Problem
Your answer consists of the lines in the data that contain "owning". Copy each of them.

-=-=-=-=-

PR #3791, opened 2024-06-18
threading/MsgThread: Decouple IO source and thread

### LINKED ISSUE #3682: Crash 6.2.0 : Flare.cc: zeek::detail::bad_pipe_op
I have been seeing intermittent crashes in 6.2.0 with the following coredump:

For reference: 
```
(gdb) bt
#0  0x0000000803888bca in thr_kill () from /lib/libc.so.7
#1  0x0000000803886f94 in raise () from /lib/libc.so.7
#2  0x00000008037ff489 in abort () from /lib/libc.so.7
#3  0x0000000000cec2d1 in zeek::Reporter::FatalErrorWithCore (this=<optimized out>, fmt=<optimized out>) at /usr/local/src/zeek-6.0.1/src/Reporter.cc:154
#4  0x0000000000c8966f in zeek::detail::bad_pipe_op (which=0x4d1b9d "read", signal_safe=<optimized out>) at /usr/local/src/zeek-6.0.1/src/Flare.cc:76
#5  0x0000000000c896d5 in zeek::detail::Flare::Extinguish (this=0x8a4558ca4, signal_safe=false) at /usr/local/src/zeek-6.0.1/src/Flare.cc:153
#6  0x0000000000d9a04b in zeek::threading::MsgThread::Process (this=0x8a4558800) at /usr/local/src/zeek-6.0.1/src/threading/MsgThread.cc:517
#7  0x0000000000d16ed6 in zeek::run_state::detail::run_loop () at /usr/local/src/zeek-6.0.1/src/RunState.cc:349
#8  0x00000000007506c8 in main (argc=<optimized out>, argv=<optimized out>) at /usr/local/src/zeek-6.0.1/src/main.cc:102
```

I'll try to see how I can replicate it - so far different physical clusters have showing this crash - albeit very intermittent - I don't see a predictive pattern yet!

awelzel:
A MsgThread acting as an IO source itself can result in the scenario where the threading manager's heartbeat timer deletes a terminated MsgThread instance, but at the same time this instance is in the list of ready IO sources as determined by the IO loop in the current iteration.

Fix this by decoupling the IO source from the thread and clean them up separately. The threading manager now also tracks MsgThread IO sources and deletes them only when they've been closed and therefore unregistered from the IO loop. Unregistration only happens during Process() which should have the necessary guarantees.

Fixes #3682

### DIFF
--- a/src/threading/Manager.cc
+++ b/src/threading/Manager.cc
@@ -58,8 +58,12 @@ void Manager::Terminate() {
         delete *i;
     }
 
+    for ( auto* iosource : io_sources )
+        delete iosource;
+
     all_threads.clear();
     msg_threads.clear();
+    io_sources.clear();
     terminating = false;
 }
 
@@ -71,9 +75,10 @@ void Manager::AddThread(BasicThread* thread) {
         StartHeartbeatTimer();
 }
 
-void Manager::AddMsgThread(MsgThread* thread) {
+void Manager::AddMsgThread(MsgThread* thread, iosource::IOSource* iosource) {
     DBG_LOG(DBG_THREADING, "%s is a MsgThread ...", thread->Name());
     msg_threads.push_back(thread);
+    io_sources.push_back(iosource);
 }
 
 void Manager::KillThreads() {
@@ -115,6 +120,16 @@ void Manager::SendHeartbeats() {
 
         t->Join();
         delete t;
+    }
+
+    for ( auto it = io_sources.begin(); it != io_sources.end(); /**/ ) {
+        auto* src = *it;
+        if ( ! src->IsOpen() ) {
+            delete src;
+            it = io_sources.erase(it);
+        }
+        else
+            ++it;
     }
 }
 
--- a/src/threading/Manager.h
+++ b/src/threading/Manager.h
@@ -121,8 +121,9 @@ protected:
      * MsgThread constructor makes sure to do so.
      *
      * @param thread The thread.
+     * @param iosource The IO source of the thread.
      */
-    void AddMsgThread(MsgThread* thread);
+    void AddMsgThread(MsgThread* thread, iosource::IOSource* iosource);
 
     void Flush();
 
@@ -142,6 +143,9 @@ private:
 
     using msg_thread_list = std::list<MsgThread*>;
     msg_thread_list msg_threads;
+
+    using io_source_list = std::list<iosource::IOSource*>;
+    io_source_list io_sources;
 
     bool did_process; // True if the last Process() found some work to do.
     double next_beat; // Timestamp when the next heartbeat will be sent.
--- a/src/threading/MsgThread.cc
+++ b/src/threading/MsgThread.cc
@@ -165,6 +165,72 @@ bool ReporterMessage::Process() {
     return true;
 }
 
+
+// This is the IO source used by MsgThread.
+//
+// The lifetime of the IO source is decoupled from
+// the thread. The thread may be terminated prior
+// to the IO source being properly unregistered and
+// forgotten by the IO manager. Specifically the
+// threading manager would delete an IO source which
+// the IO manager still believed to be ready.
+//
+// See issue #3682 for more details.
+class MsgThread_IOSource : public iosource::IOSource {
+public:
+    explicit MsgThread_IOSource(MsgThread* thread) : thread(thread) {
+        if ( ! iosource_mgr->RegisterFd(flare.FD(), this) )
+            reporter->FatalError("Failed to register MsgThread fd with iosource_mgr");
+
+        SetClosed(false);
+    }
+
+    ~MsgThread_IOSource() {
+        if ( IsOpen() ) {
+            if ( thread )
+                reporter->Warning("Have thread %s set in MsgThread_IOSource", thread->Name());
+
+            if ( ! iosource_mgr->UnregisterFd(flare.FD(), this) )
+                reporter->FatalError("Failed to unregister MsgThread fd from iosource_mgr");
+        }
+    }
+
+    void Process() override {
+        flare.Extinguish();
+
+        if ( thread )
+            thread->Process();
+        else {
+            // When there's no thread anymore, unregister
+            // this source from the IO manager and mark
+            // it as closed. The threading manager will then
+            // reap it during heartbeat processing or shutdown.
+            if ( ! iosource_mgr->UnregisterFd(flare.FD(), this) )
+                reporter->FatalError("Failed to unregister MsgThread fd from iosource_mgr");
+
+            SetClosed(true);
+        }
+    }
+
+    const char* Tag() override { return thread ? thread->Name() : "<MsgThread_IOSource orphan>"; }
+
+    double GetNextTimeout() override { return -1; }
+
+    void Fire() { flare.Fire(); };
+
+    // Fire the flare one more time so that
+    // the IO manager will call Process() and
+    // SetClosed(true).
+    void Close() {
+        thread = nullptr;
+        flare.Fire();
+    }
+
+private:
+    MsgThread* thread = nullptr;
+    zeek::detail::Flare flare;
+};
+
 } // namespace detail
 
 ////// Methods.
@@ -179,18 +245,20 @@ MsgThread::MsgThread() : BasicThread(), queue_in(this, nullptr), queue_out(nullp
     child_finished = false;
     child_sent_finish = false;
     failed = false;
-    thread_mgr->AddMsgThread(this);
 
-    if ( ! iosource_mgr->RegisterFd(flare.FD(), this) )
-        reporter->FatalError("Failed to register MsgThread fd with iosource_mgr");
-
-    SetClosed(false);
+    io_source = new detail::MsgThread_IOSource(this);
+    thread_mgr->AddMsgThread(this, io_source);
 }
 
 MsgThread::~MsgThread() {
-    // Unregister this thread from the iosource manager so it doesn't wake
-    // up the main poll anymore.
-    iosource_mgr->UnregisterFd(flare.FD(), this);
+    // Unregister this thread from the IO source so we don't
+    // get Process() callbacks anymore. The IO source is
+    // freed by separately by the threading manager after its
+    // last Process() invocation.
+    if ( io_source ) {
+        io_source->Close();
+        io_source = nullptr;
+    }
 }
 
 void MsgThread::OnSignalStop() {
@@ -253,7 +321,13 @@ void MsgThread::OnWaitForStop() {
 }
 
 void MsgThread::OnKill() {
-    SetClosed(true);
+    // Ensure the IO source is closed and won't call Process() on this
+    // thread anymore. The thread got killed, so the threading manager will
+    // remove it forcefully soon.
+    if ( io_source ) {
+        io_source->Close();
+        io_source = nullptr;
+    }
 
     // Send a message to unblock the reader if its currently waiting for
     // input. This is just an optimization to make it terminate more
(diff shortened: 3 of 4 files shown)


awelzel:
The spurious "unexpected pipe read failure: Bad file descriptor" this should fix is really the good case as it'll cause a crash. But this is use-after-free, so there's all kind of other things that could go wrong.


@initconf / @leres - would you be able to deploy this branch in your environment and see if it fixes the aborts?

initconf:
> The spurious "unexpected pipe read failure: Bad file descriptor" this should fix is really the good case as it'll cause a crash. But this is use-after-free, so there's all kind of other things that could go wrong.
> 
> @initconf / @leres - would you be able to deploy this branch in your environment and see if it fixes the aborts?

Ack ! Let me get this branch running - Its interesting that most of this crashes I've noticed were on INT-DMZ cluster specifically - must have something to do with internal traffic ! I'll test it out for stability etc !

leres:
> @initconf / @leres - would you be able to deploy this branch in your environment and see if it fixes the aborts?

Oops, the diff I get from  ee5c455 is quite far from applying to 6.0.4.
```
zinc 54 % patch -p1 < /tmp/p
Hmm...  Looks like a unified diff to me...
The text leading up to this was:
--------------------------
|diff --git a/src/threading/Manager.cc b/src/threading/Manager.cc
|index 9bcdc925f4..09be785025 100644
|--- a/src/threading/Manager.cc
|+++ b/src/threading/Manager.cc
--------------------------
Patching file src/threading/Manager.cc using Plan A...
Hunk #1 failed at 58.
Hunk #2 failed at 75.
Hunk #3 failed at 121.
3 out of 3 hunks failed--saving rejects to src/threading/Manager.cc.rej
Hmm...  The next patch looks like a unified diff to me...
The text leading up to this was:
--------------------------
|diff --git a/src/threading/Manager.h b/src/threading/Manager.h
|index 875e35290a..0930182aa0 100644
|--- a/src/threading/Manager.h
|+++ b/src/threading/Manager.h
--------------------------
Patching file src/threading/Manager.h using Plan A...
Hunk #1 failed at 121.
Hunk #2 failed at 144.
2 out of 2 hunks failed--saving rejects to src/threading/Manager.h.rej
Hmm...  The next patch looks like a unified diff to me...
The text leading up to this was:
--------------------------
|diff --git a/src/threading/MsgThread.cc b/src/threading/MsgThread.cc
|index a1d2e5e3da..dafa67d174 100644
|--- a/src/threading/MsgThread.cc
|+++ b/src/threading/MsgThread.cc
--------------------------
Patching file src/threading/MsgThread.cc using Plan A...
Hunk #1 failed at 165.
Hunk #2 failed at 245.
Hunk #3 failed at 321.
Hunk #4 failed at 419.
Hunk #5 failed at 493.
5 out of 5 hunks failed--saving rejects to src/threading/MsgThread.cc.rej
Hmm...  The next patch looks like a unified diff to me...
The text leading up to this was:
--------------------------
|diff --git a/src/threading/MsgThread.h b/src/threading/MsgThread.h
|index 55b8f0ba1d..45b05b955b 100644
|--- a/src/threading/MsgThread.h
|+++ b/src/threading/MsgThread.h
--------------------------
Patching file src/threading/MsgThread.h using Plan A...
Hunk #1 failed at 27.
Hunk #2 failed at 42.
Hunk #3 failed at 210.
Hunk #4 succeeded at 287 with fuzz 2 (offset 5 lines).
Hunk #5 failed at 368.
4 out of 5 hunks failed--saving rejects to src/threading/MsgThread.h.rej
done
```

awelzel:
> Oops, the diff I get from https://github.com/zeek/zeek/commit/ee5c4555e3e390f9a488403a417c6452a4783419 is quite far from applying to 6.0.4.

Yep, the Zeek tree was re-formatted shortly after 6.0, so that's expected. Do you have a 6.2 setup around?

leres:
> Yep, the Zeek tree was re-formatted shortly after 6.0, so that's expected. Do you have a 6.2 setup around?

Not really. I'm the maintainer for the FreeBSD security/zeek port and I've been keeping it on the 6.0.X train. I run this version (via the port) on two boxes.

Are there any plans to back-port this to 6.0?

awelzel:
> Are there any plans to back-port this to 6.0?

It's a candidate, yes. I can backport it to 6.0 and point you at a branch if that helps.

awelzel:
> That would be awesome, thank you!

I hope this does it - do you see this crash often in your environment?

https://github.com/zeek/zeek/commit/8c337bd7693a2002dcfe8a15b35dc92eb9e78de9.patch

leres:
> > That would be awesome, thank you!
> 
> I hope this does it - do you see this crash often in your environment?

I had 5 crashes in May, 2 so far in June. This was for a system that does dns and http. The other that only does dns didn't seem to crash.

Ok, the FreeBSD 6.0.4_1 port now has that fix (plus the unicode validation fix).

src/threading/Manager.h
```diff
@@ -143,6 +144,9 @@ class Manager {
     using msg_thread_list = std::list<MsgThread*>;
     msg_thread_list msg_threads;
 
+    using io_source_list = std::list<iosource::IOSource*>;
+    io_source_list io_sources;
```
rsmmr, line 148: Better to avoid new raw pointers / manual memory mgmt. Seems the manager is owning these, so suggest to use `std::list<std::unique_ptr<iosource::IOSource>>`. That will then take care of the other clean-up pieces as well, like in `terminate()`. 

(I realize we do manual memory mgt for the threads, too, but I believe that's just a left-over from the past and we should move those over to smart pointers as well.

src/threading/MsgThread.cc
```diff
@@ -179,18 +245,20 @@ MsgThread::MsgThread() : BasicThread(), queue_in(this, nullptr), queue_out(nullp
...
     child_sent_finish = false;
     failed = false;
-    thread_mgr->AddMsgThread(this);
-
-    if ( ! iosource_mgr->RegisterFd(flare.FD(), this) )
-        reporter->FatalError("Failed to register MsgThread fd with iosource_mgr");
 
-    SetClosed(false);
+    io_source = new detail::MsgThread_IOSource(this);
+    thread_mgr->AddMsgThread(this, io_source);
```
rsmmr, line 250: If `MsgThread_IOSource` becomes a `unique_ptr` inside the manager (see other comment), either use `make_unique()` plus `std::move()` here, or move the instantiation to the manager, too, by replacing `AddMsgThread` with, say, `MsgThread_IOSource* CreateMsgThread(this)` and putting the `make_unique` inside `CreateMsgThread` and they just have it return a non-owning raw pointer.

src/threading/Manager.cc
```diff
@@ -116,6 +121,16 @@ void Manager::SendHeartbeats() {
         t->Join();
         delete t;
     }
+
+    for ( auto it = io_sources.begin(); it != io_sources.end(); /**/ ) {
+        auto* src = *it;
+        if ( ! src->IsOpen() ) {
```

-=-=-=-=-

Answer below
rsmmr, line 148: Better to avoid new raw pointers / manual memory mgmt. Seems the manager is owning these, so suggest to use `std::list<std::unique_ptr<iosource::IOSource>>`. That will then take care of the other clean-up pieces as well, like in `terminate()`. 
rsmmr, line 250: If `MsgThread_IOSource` becomes a `unique_ptr` inside the manager (see other comment), either use `make_unique()` plus `std::move()` here, or move the instantiation to the manager, too, by replacing `AddMsgThread` with, say, `MsgThread_IOSource* CreateMsgThread(this)` and putting the `make_unique` inside `CreateMsgThread` and they just have it return a non-owning raw pointer.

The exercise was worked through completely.